Does anyone know how I would get a DOM instance (tree) of an XML file in Python. I am trying to compare two XML documents to eachother that may have elements and attributes in different order. How would I do this?
For comparing XML document instances, a naive compare of the parsed DOM trees will not work. You will probably need to implement your own NodeComperator that recursively compares a node and its child-nodes with some other node and its child-nodes based on your specific criteria such as:
- When is the order of child elements significant?
- When is whitespace in text-content significant?
- Are there default values for some elements and are they applied by your parser?
- Should entity references be expanded for comparison
Minidom is a good starting point for parsing the files and is easy to use. The actual implementation of the comparison function for your specific application however needs to be done by you.

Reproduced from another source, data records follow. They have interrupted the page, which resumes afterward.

PR #1135, opened 2021-02-26
Annotation based Dialogue clients API.

jkozlowski:
## Before this PR

Non-conjure clients have to be written manually.

## After this PR

Non-conjure clients have to be written manually. But...

==COMMIT_MSG==
Annotation based Dialogue client API + manual test implementation.
==COMMIT_MSG==


dialogue-annotations-processor/src/test/java/com/palantir/myservice/service/MyService.java
```diff
@@ -0,0 +1,68 @@
...
+    @Request(method = HttpMethod.POST, path = "/greet")
+    String greet(
+            // Idea is that Json.class provides the encoder to transform the
+            // greeting string into application/json. Another hand-written
+            // CustomJson.class may provide a custom ObjectMapper, but we
+            // should make it relatively easy to implement this sort of thing.
+            @Request.Body String greeting);
+
+    // Support blocking and listenablefuture based on the return type
+    @Request(method = HttpMethod.GET, path = "/greeting", accept = CustomStringDeserializer.class)
```
carterkozak, line 40: I don't think we'll want to annotate directly with deserializer classes, rather with some kind of DeserializerFactory. This way we get some type safety while retaining the ability to reuse the jackson ObjectMapper using base-type Object.

This differs slightly from conjure, were we have a factory for all our types which we know are json serializable, in this case we want to safely support custom per-type deserializers.

```java
@Request(method = HttpMethod.GET, path = "/greeting", accept = CustomStringDeserializer.class)
String getGreetingAsync();

interface DeserializerFactory<T> {
    <U extends T> Deserializer<U> deserializerFor(TypeMarker<U> type);
}

class CustomStringDeserializer implements DeserializerFactory<String> {
   Deserializer<String> deserializerFor(TypeMarker<String> type);
}
```

dialogue-annotations-processor/src/test/java/com/palantir/myservice/service/MyService.java
```diff
@@ -0,0 +1,68 @@
...
+import com.google.common.util.concurrent.ListenableFuture;
+import com.palantir.dialogue.HttpMethod;
+import com.palantir.dialogue.RequestBody;
+import com.palantir.dialogue.Response;
+import com.palantir.dialogue.annotations.DialogueClient;
+import com.palantir.dialogue.annotations.Request;
+import java.util.UUID;
+
+@DialogueClient
+public interface MyService {
```
ferozco, line 29: Out of curiosity, how is the interface expected to be used since its missing the static factory method typical of Dialogue interfaces? Will the client factory be aware of the annotations and the generated classes?

carterkozak: We'd discussed requiring the generated class ref `value` of the `@DialogueClient` annotation, and teaching the factory to follow links. I don't think we can get away with requiring folks to pass the generated class to the client factory because it's too easy to get wrong, and fails at runtime.

dialogue-annotations-processor/src/test/java/com/palantir/myservice/service/MyService.java
ferozco: @carterkozak I'm not sure I understand how users would implement the `DeserializerFactory<T>`. There is a fair bit of logic in https://github.com/palantir/dialogue/blob/develop/dialogue-serde/src/main/java/com/palantir/conjure/java/dialogue/serde/ConjureBodySerDe.java#L234-L265 for handling errors and various status codes and that users would conceivably want to take advantage of but would not necessarily have access to without the current clientFactory's `ConjureRuntime`

dialogue-annotations-processor/src/test/java/com/palantir/myservice/service/MyService.java
carterkozak: Very much open to suggestions if you have ideas :-)

dialogue-annotations-processor/src/test/java/com/palantir/myservice/service/MyService.java
carterkozak: Yep, we will need to provide some basic building blocks (which likely delegate to our default conjureruntime) to make custom encodings easier, however I don't want to prevent folks from using custom encodings that are capable of supporting non-conjure use-cases like mapping a 404 response to an empty optional.

dialogue-annotations-processor/src/test/java/com/palantir/myservice/service/MyService.java
ferozco: I think it would actually be kinda nice to expect users to do something like:

```java
wc.client(DialogueMyService.class, "my-service").get();
```

supposing we generated something like:

```java
interface DialogueMyService extends MyService {
  static DialogueMyService of(Channel channel, ConjureRuntime runtime) {
    ...
  }
}
```

I worry that if we allowed:
```java
wc.client(MyService.class, "my-service").get();
```

that it would get a bit confusing for users what was going on under the covers and that you could end up in a split state where sometimes the generated interface is used over the declared interface.

carterkozak: Right, that's exactly what I'm worried about because the type system isn't giving us any safety, and based on all our existing clients it feels like the right thing to do.

dialogue-annotations-processor/src/test/java/com/palantir/myservice/service/MyService.java
ferozco: I think that if you passed the clientFactories `ConjureRuntime` into the deserializerFactory then you could relatively cleanly implement what you want. I would stay wasay from using the default conjure runtime since it would prevent us from taking advantage of any additional configuration injected by WC

carterkozak: That's a good point. I like the idea of sharing customization and monitoring with the wc clientfactory, but we'll have to be careful not to couple too closely with conjure, otherwise we may inadvertently modify behavior of custom clients without realizing it. For example, the ConjureRuntime doesn't provide any guarantee that data will be encoded to JSON. We want to allow folks to bring their own ObjectMapper for custom type handling which isn't something I'd be thrilled about using with proper conjure dialogue clients.

dialogue-annotations-processor/src/test/java/com/palantir/myservice/service/MyService.java
jkozlowski: We'll codegen it eventually, right now just spitballing. Of course I forgot to add the "draft" PR thing... 🤦

jkozlowski: So if I understand it, your worries are:

1. People will sometimes pass the generated interface, and sometimes the interface they hand annotate.
2. If we pass in the hand-annotated one, it's possible they haven't actually run the generator, and so if witchcraft were to go looking for the generated class, it would not be found?

Doing:

```
MyService myService = wc.client(DialogueMyService.class, "my-service").get();
```

feels unnecessary to me and is not what we do for conjure generated ones: you pass in the DialogueClientBlocking or DialogueClientAsync right? So there's no asymmetry like is being proposed here.

Personally, I'd rather we actually make a gradle plugin or something lightweight that people apply, and that thing correctly sets up the annotation processor and the correct compileOnly dependency, so it's not like with immutables were most people forget about the compileOnly dependency and get weird warnings.

But maybe I'm misunderstanding the concern?

dialogue-annotations-processor/src/test/java/com/palantir/myservice/service/MyService.java
jkozlowski: Ok, I think I understand the concern: you'd like to be able to write one deserializer for Object that can handle anything it wants. So we need the TypeMarker so the information can be retained at runtime.

jkozlowski: I went for DeserializerFactory without the param, as I couldn't write a simple StdSerializer without it, but it might be that I suck at generics.

jkozlowski: Hmm, that doesn't quite work either. Let me see what I can do

carterkozak: I think it's the opposite case where we want the parameter: If I need to send an encoded `Foo` object to a remote server, I don't need to support serializing every type. In that case we'd want an error if I tried to serialize an `Object` or `Bar`, but work properly if I serialize a `Foo`.

jkozlowski: Yeah, I think the thing that was problematic was the ``<U extends T>``. I tried it without and it seems to work nicer, but I'm yet to try to implement the Json serializer/deserializer to see if that breaks something.

dialogue-annotations-processor/src/test/java/com/palantir/myservice/service/MyService.java
carterkozak: If we require the generated interface to be passed to the conjure factory, forgetting to do so and passing the raw interface (which is what we do for conjure-generated interfaces) will compile locally correctly, and fail at runtime. We generally want to fail at compilation rather than runtime.

So we need a way to map from `MyService.class` to `DialogueMyService.class` safely so we can teach the generator to look for factory methods on the latter. One of the easiest ways is to include a direct reference to the generated class from our `DialogueClient` annotation, this will both show the factory which interface to construct, as well as enforce at compile time that the processor has been applied, otherwise the DialogueMyService.class cannot be located.

Alternatively we could do something clever with a new service-loadable factory of the form:
```java
interface DialogueServiceFactory<MyService> {
  MyService create(EndpointChannelFactory channel, ConjureRuntime runtime);
}
```
I like the idea of avoiding the reflection hackery we currently use, but I think this solution could be overkill.

dialogue-annotations-processor/src/test/java/com/palantir/myservice/service/MyService.java
jkozlowski: The ``ConjureRuntime`` piece: I don't feel we want to pass that in, because it's got the ability to do actual RPC - so a Serializer/Deserializer should not have access to that? Maybe BodySerDe? But I don't see any customization of that in Witchcraft, so I can instantiate that directly in my Json implementation.

dialogue-annotations-processor/src/test/java/com/palantir/myservice/service/MyService.java
jkozlowski: We can do the "include direct reference to the generated class", but I feel that a small gradle plugin that sets up dependencies correctly, and then generates the class in the same package as the annotated class works? Then the Witchcraft factory can assume that it should just load the ``"Dialogue" + clazz.getFullyQualifiedClass()``.

The custom annotation works for me, I don't have a strong preference other than the workflow of "add plugin and write your custom interface" feels less work than "correctly setup dependencies -> write interface with annotations -> annotate the interface".

carterkozak: imo gradle plugins are a pain, and specific to gradle. They can break in their own odd set of ways, so I'm not convinced a plugin is the right way to tackle this problem. That takes us from setting up 2 depenedncies, to setting up 3 dependencies, one of which may set up the other two if it works properly ;-)

The more I think about this, the better I like a more generic solution that could simplify our existing conjure-generated clients as well. I think our magical static method lookups were a mistake, we don't need to further compound upon them especially given newer jres reflection restrictions.

jkozlowski: Alright, so:

1. DialogueMyService is generated by the annotation processor.
2. We annotate MyService with @DialogueClient(DialogueMyService.class)
3. DialogueMyService implements DialogueServiceFactory<MyService>
4. Clients use this: ``MyService myService = wc.client(MyService.class, "my-service").get();``

Did I miss something?

carterkozak: 1. :heavy_check_mark: DialogueMyService is generated by the annotation processor.
2. :heavy_check_mark: We annotate MyService with @DialogueClient(DialogueMyService.class)
3. :yellow_circle: DialogueMyService implements DialogueServiceFactory: This one is somewhat nebulous. Either our annotation points to a standard dialogue service, or we reimplement the way dialogue services are created. I'd like to improve how all dialogue services are created, so I'll try to prototype something this evening. Failing that, the annotaiton will point to the "concrete" dialogue interface which our client factory will follow and create.
4. :x: Clients use this: `MyService myService = wc.client(DialogueMyService.class, "my-service").get()`: This is dangerous because the type system allows folks to pass MyService.class without failing compilation. We should hide the generated code as much as possible at this point.

carterkozak: For initial prototyping we can use `factory.client(DialogueMyService.class, "my-service")` and improve the system in parallel, but I wouldn't want anyone to use it that way.

jkozlowski: https://github.com/palantir/dialogue/pull/1138

dialogue-annotations/src/main/java/com/palantir/dialogue/annotations/DeserializerFactory.java
```diff
@@ -0,0 +1,24 @@
...
+ */
+
+package com.palantir.dialogue.annotations;
+
+import com.palantir.dialogue.Deserializer;
+import com.palantir.dialogue.TypeMarker;
+
+public interface DeserializerFactory {
+    <T> Deserializer<T> deserializerFor(TypeMarker<T> type);
+}
```
carterkozak, line 24: I think we may want to bound the factory to reduce ambiguity for deserializers that apply to a single type, while allowing the default json deserializer to apply to Object:

```java
public interface DeserializerFactory<T> {
    <U extends T> Deserializer<U> deserializerFor(TypeMarker<U> type);
}
```
I think the same applies to serializers.

dialogue-annotations/src/main/java/com/palantir/dialogue/annotations/Json.java
```diff
@@ -0,0 +1,136 @@
...
+            };
+        }
+
+        @Override
+        public final <T> Deserializer<T> deserializer(TypeMarker<T> type) {
+            ObjectReader reader = mapper.readerFor(mapper.constructType(type.getType()));
+            return input -> {
+                try (InputStream inputStream = input) {
+                    T value = reader.readValue(inputStream);
+                    // Bad input should result in a 4XX response status, throw IAE rather than NPE.
```
carterkozak: I expect we copied this from conjure-undertow, Dialogue should cause a 5xx if this happens. We can fix the core dialoge implementation separately.

carterkozak: That fix: #1148

jkozlowski: Alright, I'll recopy the code.

jkozlowski: Done

dialogue-annotations-processor/src/test/java/com/palantir/myservice/service/MyServiceDialogue.java
```diff
@@ -0,0 +1,279 @@
...
+import com.palantir.dialogue.TypeMarker;
+import com.palantir.dialogue.UrlBuilder;
+import com.palantir.dialogue.annotations.Json;
+import com.palantir.dialogue.annotations.RequestDeserializer;
+import java.util.Map;
+import java.util.Optional;
+import java.util.OptionalInt;
+import java.util.UUID;
+
+interface MyServiceDialogue extends DialogueServiceFactory<MyService> {
```
jkozlowski: Given autocomplete in IDEs, maybe this should be the nice and long *MyServiceDialogueServiceFactory*?

carterkozak: Sounds good to me!

changelog/@unreleased/pr-1135.v2.yml
```diff
@@ -0,0 +1,5 @@
+type: improvement
+improvement:
+  description: <!-- User-facing outcomes this PR delivers -->
```
carterkozak: huh, I think the robot has been automatically committing these lately

dialogue-annotations/src/main/java/com/palantir/dialogue/annotations/RequestDeserializer.java
```diff
@@ -0,0 +1,40 @@
...
+    }
+
+    @Override
+    public Optional<String> accepts() {
+        return Optional.empty();
+    }
+
+    @Override
+    public String toString() {
+        return "EmptyBodyDeserializer{}";
```
carterkozak:
```suggestion
        return "ResponseDeserializer{}";
```

changelog/@unreleased/pr-1135.v2.yml
jkozlowski: Nah, I think I just didn't fill this stuff out 🤦

dialogue-annotations/src/main/java/com/palantir/dialogue/annotations/RequestDeserializer.java
```diff
@@ -0,0 +1,40 @@
...
+    INSTANCE;
+
+    @Override
+    public Response deserialize(Response response) {
+        return response;
+    }
+
+    @Override
+    public Optional<String> accepts() {
+        return Optional.empty();
```
carterkozak: Perhaps something along these lines?
```suggestion
        return Optional.of("*/*");
```

dialogue-annotations/src/main/java/com/palantir/dialogue/annotations/RequestDeserializer.java
```diff
@@ -0,0 +1,40 @@
...
+ * limitations under the License.
+ */
+
+package com.palantir.dialogue.annotations;
+
+import com.palantir.dialogue.Deserializer;
+import com.palantir.dialogue.Response;
+import java.util.Optional;
+
+public enum RequestDeserializer implements Deserializer<Response> {
```
carterkozak: s/Request/Response

dialogue-annotations/src/main/java/com/palantir/dialogue/annotations/RequestDeserializer.java
jkozlowski: Sorry clicked commit too quickly. This is an interesting question I believe: I can imagine that maybe there might be some usecase where you'd like to be able to affect this? And therefore should perhaps be not a special thing here, but you need to implement the deserializer yourself?

jkozlowski: Actually, this is perhaps an OK default, but we should always allow the escape hatch of:

```
    @Request(method = HttpMethod.PUT, path = "/custom/request1", accept = MyCustomResponseDeserializer.class)
    Response customResponse();
```

dialogue-annotations/src/main/java/com/palantir/dialogue/annotations/RequestDeserializer.java
jkozlowski: Done

dialogue-annotations/src/main/java/com/palantir/dialogue/annotations/RequestDeserializer.java
carterkozak: For what it's worth, I think we could leave this deserializer out for the time being, there's some additional ambiguity around whether users will expect it to succeed for non-200 responses, so it may be best to provide developers with the tools to do the right thing. In most cases I think it's preferable if they return a custom type instead of the Response object anyhow.

carterkozak: To be clear, I don't have a strong opinion on this and defer to your judgement. Only pointing out how a standard implementation might turn out to be a foot-gun.

jkozlowski: That's exactly what I meant: this can be covered by a custom deserializer that anyone can implement, so we should take this out. It was in the example on the Quip, so I impl'ed it, but it doesn't really make sense. Or rather, I'll have it as a custom one in the example, just to show it off, but it won't be in the -annotations project.

jkozlowski: Alright, I moved it around and added some docs to Json class to point out that it's conjure style json, including special error behavior.

carterkozak (approved):

jkozlowski:
👍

Personally, whenever possible, I'd start with elementtree (preferably the C implementation that comes with Python's standard library, or the lxml implementation, but that's essentialy a matter of higher speed, only). It's not a standard-compliant DOM, but holds the same information in a more Pythonic and handier way. You can start by calling xml.etree.ElementTree.parse
, which takes the XML source and returns an element-tree; do that on both sources, use getroot
on each element tree to obtain its root element, then recursively compare elements starting from the root ones.
Children of an element form a sequence, in element tree just as in the standard DOM, meaning their order is considered important; but it's easy to make Python sets out of them (or with a little more effort "multi-sets" of some kind, if repetitions are important in your use case though order is not) for a laxer comparison. It's even easier for attributes for a given element, where uniqueness is assured and order is semantically not relevant.
Is there some specific reason you need a standard DOM rather than an alternative container like an element tree, or are you just using the term DOM in a general sense so that element tree would be OK?
In the past I've also had good results using PyRXP, which uses an even starker and simpler representation than ElementTree. However, it WAS years and years ago; I have no recent experience as to how PyRXP today compares with lxml or cElementTree.